We are seeing repeated incidents where Cloud Tasks continues dispatching requests to a Vertex AI online prediction endpoint, but most attempts fail with UNAVAILABLE (HTTP 503). During the same windows, the deployed custom container continues to receive /health checks (200 OK), but no /predict requests reach the application. This strongly suggests the Vertex front-end/proxy is rejecting or not routing prediction requests upstream before they hit the container.
Impact
-
Cloud Tasks queue backlog grows while prediction traffic to container drops to zero.
-
Transcription latency increases from ~1 minute to ~5–10+ minutes.
-
Autoscaling does not scale up during the incident because average GPU duty cycle stays ~0 (requests are not reaching the GPU/container).
**
Observed Behavior**
During multiple incident windows:
-
Cloud Tasks continues dispatching to the Vertex predict URL, but the majority of task attempts fail with:
status: UNAVAILABLE(observed in Cloud Tasks task_operations_log), typically failing quickly. -
Container logs show repeated /health requests returning 200, but zero /predict requests reaching the application during the same window.
-
Endpoint metrics show Average accelerator duty cycle drops to ~0 during the incident window, consistent with predictions not being routed to the replica.
-
After an extended gap (~20 minutes), prediction traffic resumes, and the endpoint scales up because the queue backlog has grown.
-
After scaling back down to minReplicaCount (1), the issue can recur: the container again stops receiving /predict for ~20 minutes while /health continues.
Evidence
Average duty cycle pattern with replica
The issue here when i check the endpoint log when the Average duty cycle is zero.
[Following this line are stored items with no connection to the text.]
PR #350, opened 2021-12-07
Fix #349

### LINKED ISSUE #349: Implicit range generation seems broken
idk why but it is

(created by lyxal [here](https://chat.stackexchange.com/transcript/message/59810710))

Lyxal:
Closes #349

### DIFF
--- a/vyxal/elements.py
+++ b/vyxal/elements.py
@@ -4601,6 +4601,7 @@ elements: dict[str, tuple[str, int]] = {
     "k⟇": process_element("codepage", 0),
     "k½": process_element("LazyList([1,2])", 0),
     "kḭ": process_element("2 ** 32", 0),
+    "k₁": process_element("LazyList([1, 1])", 0),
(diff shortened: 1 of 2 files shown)


vyxal/elements.py
```diff
@@ -4600,6 +4601,7 @@ def zfiller(lhs, rhs, ctx):
     "k⟇": process_element("codepage", 0),
     "k½": process_element("LazyList([1,2])", 0),
     "kḭ": process_element("2 ** 32", 0),
+    "k₁": process_element("LazyList([1, 1])", 0),
```
cgccuser, line 4604: Should this element be included in this PR?

cgccuser (approved):
LGTM, looks like we need to be more careful about un-vyxalified and un-iterableified values.

vyxal/elements.py
Lyxal: Yes because I need it for an answer lol

chunkybanana (approved):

Not any request is getting to the container. Although health request being processed and 200 response status code is send properly.
Queue metric
After the gap of about 20 min container start receiving the request properly and scale up as queue size has already grown up. Once it scale down to the minReplica container again stop receiving the request for about 20 min.
Modal config
model: { name: `whisper-x-${stage}`, resources: { machineSpec: { machineType: 'a2-highgpu-1g', acceleratorType: 'NVIDIA_TESLA_A100', acceleratorCount: 1, }, minReplicaCount: 2, maxReplicaCount: 14, autoscalingMetricSpecs: [ { metricName: 'aiplatform.googleapis.com/prediction/online/accelerator/duty_cycle', target: 60, }, ], },
We’d like assistance identifying why Vertex is intermittently not routing prediction traffic to a deployed replica (while still routing /health checks), resulting in upstream UNAVAILABLE/503 errors. Specifically:
-
Is this consistent with Vertex load-shedding, “no ready replicas,” or a front-end routing issue?
-
Are there known conditions where /health continues to succeed but /predict is rejected upstream?
-
What additional logs/metrics can confirm the root cause (e.g., health probe status, backend readiness, routing decisions)?
-
Recommended configuration changes to prevent recurrence (e.g., min replicas > 1, autoscaling settings, concurrency guidance for GPU endpoints, dedicated endpoint capacity constraints, etc.)